When acting as a receiving broker (with --receive), Comet will only accept new events for publication from hosts which have been specified as “whitelisted”. Hosts (or, indeed, networks) may be included in the whitelist using the --whitelist option. This option accepts either CIDR or dot-decimal notation including a subnet mask. For example, --whitelist and --whitelist both permit the local host to submit events to the broker. This option may be specified multiple times and the results are cumulative. To accept submissions from any host, specify --whitelist; this is the default if no --whitelist option is supplied.

Broadcaster Options

By default, Comet will broadcast a content-free test event to all subscribers every hour. The aim is to help with network debugging. The interval between test events may be configured using the --broadcast-test-interval option, which accepts a value in seconds. Set it to 0 to disable the test broadcast completely.

Subscriber Options

When subscribing to a remote broker (with --remote), one or more filters may be specified which limit the events which will be received. These filters are specified with --filter, in the form of XPath 1.0 expressions. The broker will evaluate the expression against each event it processes, and only forward the event to the subscriber if it produces a non-empty result. For more details see the section on filtering.

Common Options


Custom code may be run to perform arbitrary local processing on an event when it is received. For more details, see the section on event handlers. Plugin actions will be taken whether Comet receives an event from an author (--receive) or an upstream broker (--remote). A plugin is enabled by giving its name as a command line option (--plugin-name). Plugins may also take arguments from the command line. These are given in the form --plugin-name-argument=value.

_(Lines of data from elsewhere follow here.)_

PR #605, opened 2022-10-25
Add a script to help testnet gov and improve interface for scripts

jflatow:
May need some tweaks (still running now, fuji voting period is loong ⏳ )


jflatow:
Yay it works, finished enacting `fuji`

PR #607, opened 2022-10-26
Add a publish task

jflatow:
This is useful for verifying contracts deployed e.g. from `prepare` that didn't get verified (like the CometFactory on a Comet upgrade), although we should probably change the prepare task to change the verification strategy, its still useful to have this option


hayesgm (approved):
really nice to have

PR #611, opened 2022-11-01
Mainnet WETH Bulker

scott-silver:
Creating a new Bulker that is able to wrap/unwrap `stETH`.

Includes the following changes:

- moves the Bulker into a `bulkers/` subdirectory, renaming it to `BaseBulker`
- creates a new `MainnetBulker` that inherits from `BaseBulker` and adds `supplyStEthTo` and `withdrawStEthTo` functions
- converts the bulker action constants to strings/bytes32 to decrease the likelihood that bulkers will create actions with conflicting values
- adds a `handleAction` function that contracts inheriting from `BaseBulker` can implement; by default it just reverts
- scenarios for wrapping and unwrapping via the `MainnetBulker`

TODO:
- [x] fix unit tests
- [x] add scenario for BaseBulker that checks the UnhandledAction() error

### DIFF
--- a/contracts/bulkers/BaseBulker.sol
+++ b/contracts/bulkers/BaseBulker.sol
@@ -1,9 +1,9 @@
 // SPDX-License-Identifier: BUSL-1.1
 pragma solidity 0.8.15;
 
-import "./CometInterface.sol";
-import "./ERC20.sol";
-import "./IWETH9.sol";
+import "../CometInterface.sol";
+import "../ERC20.sol";
+import "../IWETH9.sol";
 
 interface IClaimable {
     function claim(address comet, address src, bool shouldAccrue) external;
@@ -11,23 +11,24 @@ interface IClaimable {
     function claimTo(address comet, address src, address to, bool shouldAccrue) external;
 }
 
-contract Bulker {
+contract BaseBulker {
     /** General configuration constants **/
     address public immutable admin;
     address payable public immutable weth;
 
     /** Actions **/
-    uint public constant ACTION_SUPPLY_ASSET = 1;
-    uint public constant ACTION_SUPPLY_ETH = 2;
-    uint public constant ACTION_TRANSFER_ASSET = 3;
-    uint public constant ACTION_WITHDRAW_ASSET = 4;
-    uint public constant ACTION_WITHDRAW_ETH = 5;
-    uint public constant ACTION_CLAIM_REWARD = 6;
+    bytes32 public constant ACTION_SUPPLY_ASSET = 'ACTION_SUPPLY_ASSET';
+    bytes32 public constant ACTION_SUPPLY_ETH = 'ACTION_SUPPLY_ETH';
+    bytes32 public constant ACTION_TRANSFER_ASSET = 'ACTION_TRANSFER_ASSET';
+    bytes32 public constant ACTION_WITHDRAW_ASSET = 'ACTION_WITHDRAW_ASSET';
+    bytes32 public constant ACTION_WITHDRAW_ETH = 'ACTION_WITHDRAW_ETH';
+    bytes32 public constant ACTION_CLAIM_REWARD = 'ACTION_CLAIM_REWARD';
 
     /** Custom errors **/
     error InvalidArgument();
     error FailedToSendEther();
     error Unauthorized();
+    error UnhandledAction();
 
     constructor(address admin_, address payable weth_) {
         admin = admin_;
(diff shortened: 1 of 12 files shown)


contracts/bulkers/BaseBulker.sol
```diff
@@ -1,33 +1,34 @@
...
+import "../IWETH9.sol";
 
 interface IClaimable {
     function claim(address comet, address src, bool shouldAccrue) external;
 
     function claimTo(address comet, address src, address to, bool shouldAccrue) external;
 }
 
-contract Bulker {
+contract BaseBulker {
```
kevincheng96, line 14: Can't comment on line 35 so going to comment here instead. Should we go ahead and make the base even more generic by renaming `weth` to `wrappedNativeToken`?

contracts/bulkers/MainnetBulker.sol
```diff
@@ -0,0 +1,60 @@
...
+    bytes32 public constant ACTION_SUPPLY_STETH = "ACTION_SUPPLY_STETH";
+    bytes32 public constant ACTION_WITHDRAW_STETH = "ACTION_WITHDRAW_STETH";
+
+    constructor(
+        address admin_,
+        address payable weth_,
+        address payable steth_,
+        address payable wsteth_
+    ) BaseBulker(admin_, weth_) {
+        steth = steth_;
```
kevincheng96, line 20: You can derive this from `wsteth.stETH()`.

kevincheng96 (commented):
Nice, the contract looks good so far! Just a few small comments

scenario/BulkerScenario.ts
```diff
@@ -332,3 +332,24 @@ scenario(
...
+  async ({ comet, actors }) => {
+    const { betty } = actors;
+
+    const supplyGalacticCreditsCalldata = utils.defaultAbiCoder.encode(
+      ['address', 'address', 'uint'],
+      [comet.address, betty.address, exp(1, 18)]
+    );
+    const calldata = [supplyGalacticCreditsCalldata];
+    const actions = [
+      ethers.utils.formatBytes32String('ACTION_SUPPLY_GALACTIC_CREDITS')
```
kevincheng96, line 348: 👽: Comet doesn't support Galactic Credits?!

contracts/bulkers/BaseBulker.sol
scott-silver: Yeah, it's a good question. `wrappedNativeToken` will be the more accurate name once we're using the bulker for wrapped Matic and wrapped Avax.

The downside is that it will break the existing interface. With these changes, the existing, deployed Bulkers and the new MainnetBulker have the same interface (the MainnetBulker just adds a couple additional actions).

But if we update the constants to be `ACTION_SUPPLY_NATIVE_TOKEN` instead of `ACTION_SUPPLY_ETH`, then we'll need to either wrap deployment-specific scenarios or replace the deployed bulkers.

scenario/BulkerScenario.ts
scott-silver: it's an outrage! just wait until the Emperor hears about this

contracts/bulkers/MainnetBulker.sol
scott-silver: good call; updated (and made the `steth` and `wsteth` address not `payable`)

contracts/bulkers/BaseBulker.sol
kevincheng96: IMO it's fine to temporarily have both interfaces in the repo so scenarios can still use the old Bulker interface until we complete the migration on-chain. The cost of not making this change is that we'll either need a separate `BaseBulker` for the other chains or the bulker on other chains will incorrectly refer to `WMATIC` or `WAVAX` as `WETH`.

contracts/bulkers/MainnetBulker.sol
kevincheng96: Good catch, didn't catch the `payable` on my end

contracts/bulkers/IWstETH.sol
```diff
@@ -0,0 +1,23 @@
...
+    function unwrap(uint256 _wstETHAmount) external returns (uint256);
+
+    function receive() external payable;
+
+    function getWstETHByStETH(uint256 _stETHAmount) external view returns (uint256);
+    function getStETHByWstETH(uint256 _wstETHAmount) external view returns (uint256);
+
+    function stEthPerToken() external view returns (uint256);
+    function tokensPerStEth() external view returns (uint256);
+}
```
jflatow, line 23: Maybe this should live in the parent dir?

jflatow (approved):
Awesome

contracts/bulkers/IWstETH.sol
scott-silver: works for me. moved

contracts/bulkers/BaseBulker.sol
scott-silver: sounds good. updated all references to `eth`/`weth` to be `nativeToken`/`wrappedNativeToken`

kevincheng96 (approved):
Looks good 💪

contracts/bulkers/MainnetBulker.sol
```diff
@@ -2,23 +2,22 @@
...
     bytes32 public constant ACTION_WITHDRAW_STETH = "ACTION_WITHDRAW_STETH";
 
     constructor(
         address admin_,
-        address payable weth_,
-        address payable steth_,
-        address payable wsteth_
-    ) BaseBulker(admin_, weth_) {
-        steth = steth_;
+        address payable wrappedNativeToken_,
```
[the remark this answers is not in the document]
scott-silver: yep, you're right. updated

Siroph79 (commented):
test/helpers.ts

contracts/bulkers/MainnetBulker.sol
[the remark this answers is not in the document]
Siroph79: Really? Let try it too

Comet ships with two plugins which both serve as examples of how to write event handlers and which may be useful in their own right. The first simply writes events to Comet’s log as they are received. This is the print-event plugin: enable it by invoking Comet with the --print-event option.

The second plugin shipped with Comet is save-event, which writes events to file. It is enabled with the --save-event option. By default, events are written to the default working directory (normally the directory in which you invoked Comet): this may be customized using the --save-event-directory= option. The filename under which an event is saved is based on its IVORN, but modified to avoid characters which are awkard to work with on standard filesystems.

Spawning External Commands

Similarly, received events may be sent to one or more external commands for processing. These are specified using the --cmd option. They should accept the event on standard input and perform whatever processing is required before exiting. The standard output and error from the external process is ignored. If it returns a value other than 0, it will be logged as a failure. Note that external commands are run in a separate thread, so will not block the subscriber from processing new events; however, the user is nevertheless responsible for ensuring that they terminate in a timely fashion.


The amount of information Comet writes to its log may be adjusted using the --verbose and --quiet options.